In a meeting in Brussels in February, Mr Lochhead said Mr Ciolos gave him and farm minister George Eustice assurances the UK would be allowed the flexibility to increase coupled support for Scottish farmers to 13%.

But in a U-turn, the commissioner said the UK would be refused permission to use its flexibility on coupled payments for Scotland.

“I find the complete reversal of his [Mr Ciolos’s] position, and the way the whole thing has been handled, utterly astonishing and unacceptable,” said Mr Lochhead.

“For the green light to be turned red at this point without any explanation for the change of heart is infuriating.”
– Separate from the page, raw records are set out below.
Issue #372, opened 2023-01-23
Ruby 2.7+ required but Puppet 6 doesn't run on Ruby 2.7


ekohl:
AFAIK Puppet 6 doesn't run on Ruby 2.7. I'd expect either Ruby 2.5 + Puppet 6 or Ruby 2.7 + Puppet 7. However, given Puppet 6 is not yet EOL I'd prefer to have Ruby 2.5 as the lower bound.

_Originally posted by @ekohl in https://github.com/puppetlabs/puppetlabs_spec_helper/pull/364#discussion_r1084092481_

chelnak:
Yeah you are right..

Lets get that fixed.. hopefully there are no major dependency issues.

PR #373, opened 2023-01-23
(GH-372) Reset min Ruby requirement

chelnak:
Prior to this change the required Ruby version was set to greater than or equal to 2.7. This meant that the spec_helpers gem would not run on systems with Ruby 2.5.

This change updates the required Ruby version so that Rubies 2.5 and above are compatibel.

Additionally the following gems were downgraded for compatibility:

* pathspec is now ~> 0.2
* puppet-lint is now ~> 2.5.2

### DIFF
--- a/puppetlabs_spec_helper.gemspec
+++ b/puppetlabs_spec_helper.gemspec
@@ -26,11 +26,11 @@ Gem::Specification.new do |spec|
   spec.executables = Dir['bin/**/*'].map { |f| File.basename(f) }
   spec.require_paths = ['lib']
 
-  spec.required_ruby_version = Gem::Requirement.new('>= 2.7')
+  spec.required_ruby_version = Gem::Requirement.new('>= 2.5')
 
   spec.add_runtime_dependency 'mocha', '~> 1.0'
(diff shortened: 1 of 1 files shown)


GSPatton (approved):
looks good to me

ekohl:
Why didn't CI run on this? I don't see any checks. https://github.com/puppetlabs/puppetlabs_spec_helper/blob/main/.github/workflows/ci.yml (or https://github.com/puppetlabs/cat-github-actions/blob/main/.github/workflows/gem_ci.yml) also doesn't appear to run in a matrix build so how do you know it actually works?

ekohl:
Ah yes, combining cron and PR testing in the same flow. I've been hit by that too. I recommend adding required checks to avoid it. In gha-puppet we have a dummy job that depends on all others, so you can simply make that required instead of the whole matrix: https://github.com/voxpupuli/gha-puppet/blob/a8fea30a9fcf14fd4cc9071c839e5a55d5dbab83/.github/workflows/beaker.yml#L140-L149

chelnak:
Nice I'll take a look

He added: “Scottish farmers are the big losers here yet again. They have been condemned to the lowest rates in Europe by the UK government, and have been denied the full €223m (£185m) convergence uplift that is rightly theirs.

“Now the possibility of flexibility within the UK – something that was available under the last CAP – is no longer an option.”

Scottish Lib Dem MEP George Lyon said Mr Ciolos told him on Tuesday (1 April) that Scotland would be blocked from borrowing some of the UK’s coupling entitlement because of regionalisation.

Mr Lyon said Mr Ciolos told him that EU rules did not allow Scotland to borrow some of the UK’s coupling entitlement as the UK had chosen to implement separate CAP arrangements in Scotland, England, Wales and Northern Ireland.

Mr Lyon added that he was “bitterly disappointed” at the decision, adding: “Without the extra coupling for sheep producers, it is clear the Scottish government will need to rethink its plans.”

NFU Scotland had argued to borrow some of the UK’s coupling entitlement to increase coupled payments to 13% to support Scottish livestock sectors.

Higher coupled payments were seen as a lifeline for Scottish beef and sheep producers, especially those in the hills who needed the support to maintain production in fragile farming areas, said NFUS president Nigel Miller.

“We now have gaps in our support system. The real losers are going to be active hill farmers, who could well be forced to de-stock,” he added.

“Some of the beef and sheep producers in the islands are going to be very vulnerable. There was the option to increase coupled payments for calves on the hills and islands. We have lost that payment for them. This is not a good place to be in at the 23rd hour of negotiations.”

Mr Miller said NFU Scotland would be seeking to overturn the EU Commission’s decision as well as looking at ways of reducing the effect of the decision in Scotland’s overall CAP budget.